As these business models scale and go mainstream, they will help create an economy that generates a bigger pie for everyone.
This transition won’t be easy, of course. Company leaders will need to invest time and money in studying their industries and how they will be impacted by technology. This includes not just understanding how competitors might use new technologies to create competing products and services more efficiently at lower cost but also exploring new business models and corporate models. While past business models succeeded by extracting value from employees and customers, future business models will succeed by partnering with employees and customers to create new wealth together.
In addition to traditional companies, we need those building the innovation economy to step up. For example, the growing ecosystem of incubators, accelerators, universities, institutions, investors, and others who support the startup ecosystem need to reach out to some of the more traditional players — such as the Teamsters, United Farm Workers, other labor unions, and big-box stores — and bring them along. Shouldn’t the next autonomous truck company be cofounded by technologists and truck drivers? Shouldn’t next-generation autonomous farms be cofounded by technologists and farmers?
Many argue that the workers, many of whom don’t have college educations and have worked in repetitive jobs for their entire lives, will have a hard time transitioning to the innovation economy. That isn’t true.
In Werner Herzog’s 2016 film Lo and Behold, Reveries of the Connected World, Stanford professor Sebastian Thrun shared that when he opened up the enrollment of a computer science class on programming self-driving cars, the top 412 grades went to non-Stanford students — a startling fact echoed by many other technical MOOCs. While universities are very important in educating and training future entrepreneurs (and I am not advocating for entrepreneurs not attending college), we must realize that there are potentially millions of underemployed people who could make the leap if the right doors opened.

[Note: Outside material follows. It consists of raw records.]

PR #119, opened 2019-04-07
[WIP] Refactor variables as functions

HarrisonGrodin:
Allows for full TVCOV. :tada:

### DIFF
--- a/src/differentials.jl
+++ b/src/differentials.jl
@@ -4,27 +4,27 @@ export Differential, expand_derivatives, @derivatives
 struct Differential <: Function
     x::Expression
 end
+(D::Differential)(x) = Operation(D, Expression[x])
 
 Base.show(io::IO, D::Differential) = print(io, "(D'~", D.x, ")")
 Base.convert(::Type{Expr}, D::Differential) = D
 
-(D::Differential)(x::Operation) = Operation(D, Expression[x])
-function (D::Differential)(x::Variable)
-    D.x === x             && return Constant(1)
-    has_dependent(x, D.x) || return Constant(0)
-    return Operation(D, Expression[x])
-end
-(::Differential)(::Any) = Constant(0)
 Base.:(==)(D1::Differential, D2::Differential) = isequal(D1.x, D2.x)
 
 function expand_derivatives(O::Operation)
     @. O.args = expand_derivatives(O.args)
 
-    if O.op isa Differential
-        D = O.op
-        o = O.args[1]
-        isa(o, Operation) || return O
-        return simplify_constants(sum(i->derivative(o,i)*expand_derivatives(D(o.args[i])),1:length(o.args)))
+    if isa(O.op, Differential)
+        (D, o) = (O.op, O.args[1])
+
+        isequal(o, D.x)     && return Constant(1)
+        occursin(D.x, o)    || return Constant(0)
+        isa(o, Operation)   || return O
+        isa(o.op, Variable) && return O
+
+        return sum(1:length(o.args)) do i
+            derivative(o, i) * expand_derivatives(D(o.args[i]))
+        end |> simplify_constants
     end
 
     return O
@@ -79,6 +79,6 @@ macro derivatives(x...)
     esc(_differential_macro(x))
 end
 
-function calculate_jacobian(eqs,vars)
-    Expression[Differential(vars[j])(eqs[i]) for i in 1:length(eqs), j in 1:length(vars)]
+function calculate_jacobian(eqs, dvs, iv)
+    Expression[Differential(dv(iv()))(eq) for eq ∈ eqs, dv ∈ dvs]
 end
--- a/src/systems/diffeqs/diffeqsystem.jl
+++ b/src/systems/diffeqs/diffeqsystem.jl
@@ -16,18 +16,20 @@ end
 
 
 struct DiffEq  # dⁿx/dtⁿ = rhs
-    x::Expression
-    t::Variable
+    x::Variable
     n::Int
     rhs::Expression
 end
-function Base.convert(::Type{DiffEq}, eq::Equation)
+function to_diffeq(eq::Equation)
     isintermediate(eq) && throw(ArgumentError("intermediate equation received"))
     (x, t, n) = flatten_differential(eq.lhs)
-    return DiffEq(x, t, n, eq.rhs)
+    (isa(t, Operation) && isa(t.op, Variable) && isempty(t.args)) ||
+        throw(ArgumentError("invalid independent variable $t"))
+    (isa(x, Operation) && isa(x.op, Variable) && length(x.args) == 1 && isequal(first(x.args), t)) ||
+        throw(ArgumentError("invalid dependent variable $x"))
+    return t.op, DiffEq(x.op, n, eq.rhs)
 end
 Base.:(==)(a::DiffEq, b::DiffEq) = isequal((a.x, a.t, a.n, a.rhs), (b.x, b.t, b.n, b.rhs))
-get_args(eq::DiffEq) = Expression[eq.x, eq.t, eq.rhs]
 
 struct DiffEqSystem <: AbstractSystem
     eqs::Vector{DiffEq}
@@ -35,32 +37,32 @@ struct DiffEqSystem <: AbstractSystem
     dvs::Vector{Variable}
     ps::Vector{Variable}
     jac::RefValue{Matrix{Expression}}
-    function DiffEqSystem(eqs, iv, dvs, ps)
+    function DiffEqSystem(eqs)
+        reformatted = to_diffeq.(eqs)
+
+        ivs = unique(r[1] for r ∈ reformatted)
+        length(ivs) == 1 || throw(ArgumentError("one independent variable currently supported"))
+        iv = first(ivs)
+
+        deqs = [r[2] for r ∈ reformatted]
+
+        dvs = [deq.x for deq ∈ deqs]
+        ps = filter(vars(deq.rhs for deq ∈ deqs)) do x
+            x.known & !isequal(x, iv)
+        end |> collect
+
         jac = RefValue(Matrix{Expression}(undef, 0, 0))
-        new(eqs, iv, dvs, ps, jac)
+
+        new(deqs, iv, dvs, ps, jac)
     end
-end
-
-function DiffEqSystem(eqs)
-    dvs, = extract_elements(eqs, [_is_dependent])
-    ivs = unique(vcat((dv.dependents for dv ∈ dvs)...))
-    length(ivs) == 1 || throw(ArgumentError("one independent variable currently supported"))
-    iv = first(ivs)
-    ps, = extract_elements(eqs, [_is_parameter(iv)])
-    DiffEqSystem(eqs, iv, dvs, ps)
-end
-
-function DiffEqSystem(eqs, iv)
-    dvs, ps = extract_elements(eqs, [_is_dependent, _is_parameter(iv)])
-    DiffEqSystem(eqs, iv, dvs, ps)
 end
 
 
 function calculate_jacobian(sys::DiffEqSystem)
     isempty(sys.jac[]) || return sys.jac[]  # use cached Jacobian, if possible
-    rhs = [eq.rhs for eq in sys.eqs]
+    rhs = [eq.rhs for eq ∈ sys.eqs]
 
-    jac = expand_derivatives.(calculate_jacobian(rhs, sys.dvs))
+    jac = expand_derivatives.(calculate_jacobian(rhs, sys.dvs, sys.iv))
     sys.jac[] = jac  # cache Jacobian
     return jac
 end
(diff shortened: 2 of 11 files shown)


src/systems/diffeqs/diffeqsystem.jl
```diff
@@ -16,51 +16,53 @@ end
 
 
 struct DiffEq  # dⁿx/dtⁿ = rhs
-    x::Expression
-    t::Variable
+    x::Variable
```
HarrisonGrodin: This makes invalid states unrepresentable, leading to less bugs/confusion. In `to_diffeq`, we enforce the necessary invariants about each `DiffEq` and store the independent variable `t` externally (in the `DiffEqSystem`), guaranteeing that all `t`s are equal after construction.

src/systems/diffeqs/diffeqsystem.jl
```diff
@@ -16,51 +16,53 @@ end
...
     iv::Variable
     dvs::Vector{Variable}
     ps::Vector{Variable}
     jac::RefValue{Matrix{Expression}}
-    function DiffEqSystem(eqs, iv, dvs, ps)
-        jac = RefValue(Matrix{Expression}(undef, 0, 0))
-        new(eqs, iv, dvs, ps, jac)
-    end
-end
+    function DiffEqSystem(eqs)
```
HarrisonGrodin: Since the equations provide enough information to create a valid `DiffEqSystem`, it seemed unnecessary to allow manual construction (which is prone to contradictions). Also, by making use of the structure of a system of ODEs, the complexity involving `extract_elements` was removed, instead getting the variables from the LHS and the parameters from a `filter` on `vars` of RHS.

However, this has the unintended side effect of breaking tests involving `generate_function(::DiffEqSystem)`, since we as the user don't know which order the dependent variables and parameters are stored in. I'd like to maintain this level of abstraction if possible, but I'm not familiar enough with the solvers generated functions are fed into to be convinced that this isn't an issue. @ChrisRackauckas?

src/systems/diffeqs/diffeqsystem.jl
```diff
@@ -70,16 +72,30 @@ function generate_jacobian(sys::DiffEqSystem; version::FunctionVersion = ArrayFu
     return build_function(jac, sys.dvs, sys.ps, (sys.iv.name,); version = version)
 end
 
+struct DiffEqToExpr
```
HarrisonGrodin: This is a somewhat odd hack, in an attempt to remove the requirement that all parameters be given as functions (e.g. want `2`, not `t -> 2`, in `ps` vector). We pass a custom conversion function to `build_function` represents variables and 0-ary parameters as variables in the `Expr` tree.

It may be worthwhile to modify `convert(::Type{Expr}, ::Operation)` to account for the unknowns, although this isn't yet clear. I'm not sure if there's a cleaner way of dealing with 0-ary parameters, though, other than requiring that parameters be functions of the independent variable.

src/variables.jl
```diff
@@ -1,13 +1,12 @@
 export Variable, @variables, @parameters
 
 
-struct Variable <: Expression
+struct Variable <: Function
```
HarrisonGrodin: The primary change behind this PR: variables are now *functions* (tree nodes), not *expressions* (tree leaves).

test/derivatives.jl
```diff
@@ -2,9 +2,9 @@ using ModelingToolkit
 using Test
 
 # Derivatives
-@parameters t σ ρ β
+@parameters t() σ() ρ() β()
```
HarrisonGrodin: Variables/parameters are parsed differently based on whether or not they appear as calls. Calls (such as these) are parsed as having implicit arguments, whereas symbols are parsed as callable functions.

```julia
t = Variable(:t; known=true)()
u = Variable(:u; known=true)

t + u(t - 1)
```

test/system_construction.jl
```diff
@@ -2,49 +2,60 @@ using ModelingToolkit
...
+@parameters t() σ() ρ() β()
 @variables x(t) y(t) z(t)
 @derivatives D'~t
 
+function test_diffeq_inference(name, de, iv, dvs, ps)
+    @testset "DiffEqSystem construction: $name" begin
+        @test de.iv.name == :t
+        @test Set([dv.name for dv ∈ de.dvs]) == Set(dvs)
+        @test Set([p.name  for p  ∈ de.ps ]) == Set(ps)
+    end
```
HarrisonGrodin: It's unclear if we should be testing by field names, since that could be considered violating the layer of abstraction around `DiffEqSystem`.

test/system_construction.jl
```diff
@@ -2,49 +2,60 @@ using ModelingToolkit
...
+    test_diffeq_inference("global iv-varying", de, :t, (:x, :y, :z), (:σ′, :ρ, :β))
     @test begin
         f = eval(generate_function(de))
         du = [0.0,0.0,0.0]
         f(du, [1.0,2.0,3.0], [x->x+7,2,3], 5.0)
         du ≈ [12, -3, -7]
     end
+
+    @parameters σ
+    eqs = [D(x) ~ σ(t-1)*(y-x),
```
HarrisonGrodin: This is now representable! :tada:

src/systems/diffeqs/diffeqsystem.jl
HarrisonGrodin: Upon further thought, I think we could just make `generate_function` take in vectors of dependent variables/parameters, generating functions which handle the given shape of I/O.
```julia
f = eval(generate_function(de, [x,y,z], [σ,ρ,β]))
```

I like how this pushes the variable ordering to the only part of the system that needs it. Does this seem reasonable?

HarrisonGrodin: Update: this has been implemented, at least temporarily. The primary issue it causes is the inability to directly convert to an `ODEFunction` without the additional information about ordering.

Since all variables are required anyways, maybe it would be worthwhile to provide accessor functions which show the user stored variables, in the order that they will be assumed to be within the vector.

src/differentials.jl
```diff
@@ -79,6 +79,6 @@ macro derivatives(x...)
     esc(_differential_macro(x))
 end
 
-function calculate_jacobian(eqs,vars)
-    Expression[Differential(vars[j])(eqs[i]) for i in 1:length(eqs), j in 1:length(vars)]
+function calculate_jacobian(eqs, dvs, iv)
```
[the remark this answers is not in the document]
ChrisRackauckas: you shouldn't need the independent variable to calculate the Jacobian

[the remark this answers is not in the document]
ChrisRackauckas: you don't need to know the independent variable to calculate the Jacobian

src/systems/diffeqs/diffeqsystem.jl
ChrisRackauckas: the LHS isn't necessarily a single variable. If we want to enforce this, we should be strict with the naming and call it a mass-matrix free ODE.

src/systems/diffeqs/diffeqsystem.jl
```diff
@@ -16,51 +16,53 @@ end
 
 
 struct DiffEq  # dⁿx/dtⁿ = rhs
-    x::Expression
-    t::Variable
+    x::Variable
     n::Int
     rhs::Expression
 end
-function Base.convert(::Type{DiffEq}, eq::Equation)
```
ChrisRackauckas: why not convert?

src/systems/diffeqs/diffeqsystem.jl
ChrisRackauckas: >I like how this pushes the variable ordering to the only part of the system that needs it. Does this seem reasonable?

Yeah, that seems reasonable. 

>Since all variables are required anyways, maybe it would be worthwhile to provide accessor functions which show the user stored variables, in the order that they will be assumed to be within the vector.

Yes, this is especially needed after transforms, since in that case we will have programmatically created new variables.

src/systems/diffeqs/diffeqsystem.jl
ChrisRackauckas: This looks fine. In fact, I think that's how it has to be. Each function construction will likely need its own idea for how to convert variables to expressions. For example, DDEs will need to specialize on the delayed variables and change to `h(tau;idxs=...)` and stuff like that, while DAEs will need `du` terms all over.

src/variables.jl
ChrisRackauckas: what are the leaves then?

src/variables.jl
```diff
@@ -30,11 +29,7 @@ Base.isequal(c::Constant, n::Number) = c.value == n
 Base.isequal(n::Number, c::Constant) = c.value == n
 Base.isequal(a::Constant, b::Constant) = a.value == b.value
 
-function Base.convert(::Type{Expr}, x::Variable)
-    x.known               || return x.name
-    isempty(x.dependents) && return x.name
-    return :($(x.name)($(convert.(Expr, x.dependents)...)))
-end
+Base.convert(::Type{Expr}, x::Variable) = x
```
ChrisRackauckas: hmm yeah, that does seem odd.

test/derivatives.jl
ChrisRackauckas: While it makes sense when you think about it, it feels very wrong from an API standpoint. Why can't the omission of () work here? It seems that if we did `convert(::Type{Expression},x::Variable) = x()` then the parenless one would act as we need it to?

test/system_construction.jl
ChrisRackauckas: yeah we should have an accessor function for this

test/system_construction.jl
```diff
@@ -59,17 +82,21 @@ lowered_eqs = [D(u_tt) ~ 2u_tt + u_t + x_t + 1
...
        D(y) ~ x*(ρ-z)-y,
        D(z) ~ x*y - β*z]
-de = DiffEqSystem(eqs,t,[x,y,z],[σ,ρ,β])
-generate_function(de)
+de = DiffEqSystem(eqs)
+generate_function(de, [x,y,z], [σ,ρ,β])
 jac = calculate_jacobian(de)
-f = ODEFunction(de)
+@test_broken begin
+    f = ODEFunction(de)
```
ChrisRackauckas: why is this broken?

src/differentials.jl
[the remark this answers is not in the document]
HarrisonGrodin: Since the `dvs` no longer implicitly store the independent variable (stored as function `x`, not `x(t())`), we need to inject the `iv` somewhere. Would it be better prior to this `calculate_jacobian` call (i.e. in `calculate_jacobian(::DiffEqSystem)`)?

src/systems/diffeqs/diffeqsystem.jl
HarrisonGrodin: Hmm. Does this mean that our existing functionalities on `DiffEqSystem`s support things like `D(sin(x)) ~ ...`? And what about `2D(sin(x)) + D(y)^2 ~ ...`? I assumed we wanted things of the form `[D(x) ~ ..., D(y) ~ ...]` based on the test cases, and thus tried to mirror that with the shape of the data itself, but if that's not the case I can easily switch it.

The purpose behind this change was to ensure that the invariants implicitly assumed in other functions (e.g. `first_order_transform`) hold for any constructed system, rather than having that assumption be false and throwing a runtime error.

src/systems/diffeqs/diffeqsystem.jl
HarrisonGrodin: > Yes, this is especially needed after transforms, since in that case we will have programmatically created new variables.

 Ah, right - good call.

src/systems/diffeqs/diffeqsystem.jl
HarrisonGrodin: Oh, true - I guess let's keep it, then. I'm not a fan of the current implementation/strategy, but that's an internal feature which we can change down the road when it's clearer what we need.

src/variables.jl
HarrisonGrodin: Either constants (e.g. `Constant(2)`) or "0-ary variables" (e.g. `t()`).

(Interestingly enough, term rewriting literature doesn't even have the former - constants are all treated as 0-ary symbolic functions.)

test/derivatives.jl
HarrisonGrodin: Oh, right - should've seen that. :) I'll implement it now.

test/system_construction.jl
HarrisonGrodin: What should we have? `independent_variable`, dependent_variable`, and `parameters`?

src/systems/diffeqs/diffeqsystem.jl
HarrisonGrodin: The function now returns a 2-tuple of `(t::Variable, ::DiffEq)`, so it felt odd to continue calling it `convert`. And all of this is purely internal, anyways.

test/system_construction.jl
HarrisonGrodin: In `ODEFunction`, we have:
```julia
expr = generate_function(sys; version = version)
```

This no longer works, since `generate_function` requires the dvs/ps as a parameter. We have a couple of ways we could fix it:
1. `ODEFunction` could take in the dvs/ps ordering, as well.
2. Now that we're adding accessor functions, we should be able to just provide the internal dvs/ps and let the user deal with ordering.

Which sounds better?

test/derivatives.jl
HarrisonGrodin: Actually, wait - this does have some drawbacks. If the types force it to be an `Expression` (e.g. `x(t)`), this should work. However, we can't just treat it like an `Expression` everywhere - regardless of whether or not we have conversion, `t - 1` won't work, unless we define all functions which take in `Expression`s on `Variable`s, as well (including helper functions and such). This seems rather cumbersome...

Although it does add a few characters to the setup, I think it might make sense to keep this, since it explicitly notes that the parameters are constants (take in zero arguments). It does make sense only after you think about it, but I'd rather that than allow for undesired edge cases.

src/systems/diffeqs/diffeqsystem.jl
ChrisRackauckas: >And what about 2D(sin(x)) + D(y)^2 ~ ...?

That's a DAE, and if it's linear in the derivatives, it's a mass matrix ODE. We want to go there next. Since we're going to be hitting this issue soon, we should start thinking about how to cleanly handle the differences between them.

test/system_construction.jl
ChrisRackauckas: `independent_variables`, `dependent_variables`, `parameters`.

test/system_construction.jl
ChrisRackauckas: I think in every case with dvs/ps kind of inputs, we should have default values be from the accessor functions, and then let the user override with their own ordering.

src/ModelingToolkit.jl
```diff
@@ -2,6 +2,7 @@ module ModelingToolkit
 
 export Operation, Expression
 export calculate_jacobian, generate_jacobian, generate_function
+export independent_variables, dependent_variables, parameters
```
ChrisRackauckas: why do you have to export them as functions?

ChrisRackauckas:
I still don't like that `@parameters x()` issue, and don't know about those stub functions, but we can merge this and handle the various pieces next. Altogether, this is well done and complete.

ChrisRackauckas:
Merge conflicts with the change from iW to factorization.

PR #123, opened 2019-04-11
simplified interface for declaring parameters

ChrisRackauckas:
This makes `@parameter a` a constant again, but makes `@dependent_parameters` exist so the additional functionality is still possible. The underlying IR is untouched. This makes it look nice again


src/variables.jl
```diff
@@ -50,7 +50,11 @@ function _parse_vars(macroname, known, x)
             expr = :($var_name = $Variable($(Meta.quot(var_name)); known = $known)($(_var.args[2:end]...)))
         else
             var_name = _var
-            expr = :($var_name = $Variable($(Meta.quot(var_name)); known = $known))
+            if add_call
```
HarrisonGrodin: This means that we can't express variable functions with differing inputs (using the macro API, at least). For example, we couldn't produce the `x` in:
```julia
eqs = [x(t) ~ 2x(t-1)]
```

ChrisRackauckas:
Anything else @HarrisonGrodin ?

There is also evidence that people who work repetitive jobs can make the transition to jobs that require completely different skill sets. For example, the nonprofit Truckers Against Trafficking engages those in the trucking industry in social entrepreneurship to help end human trafficking. Green for All and DreamCorps have helped some of America’s most vulnerable people transition into cutting-edge jobs in solar technology and coding, respectively. The Prison Entrepreneurship Program helps prisoners create business plans and relationships with business leaders, so that they can work as entrepreneurs once they leave prison. The leaders of these initiatives saw no limits to human potential and worked to create the uncommon partnerships and alliances necessary to help people succeed.
As we add more technology to our lives, we must continue to invest as much, if not more, in our human potential. It’s only our imagination about what we can do that is holding us back.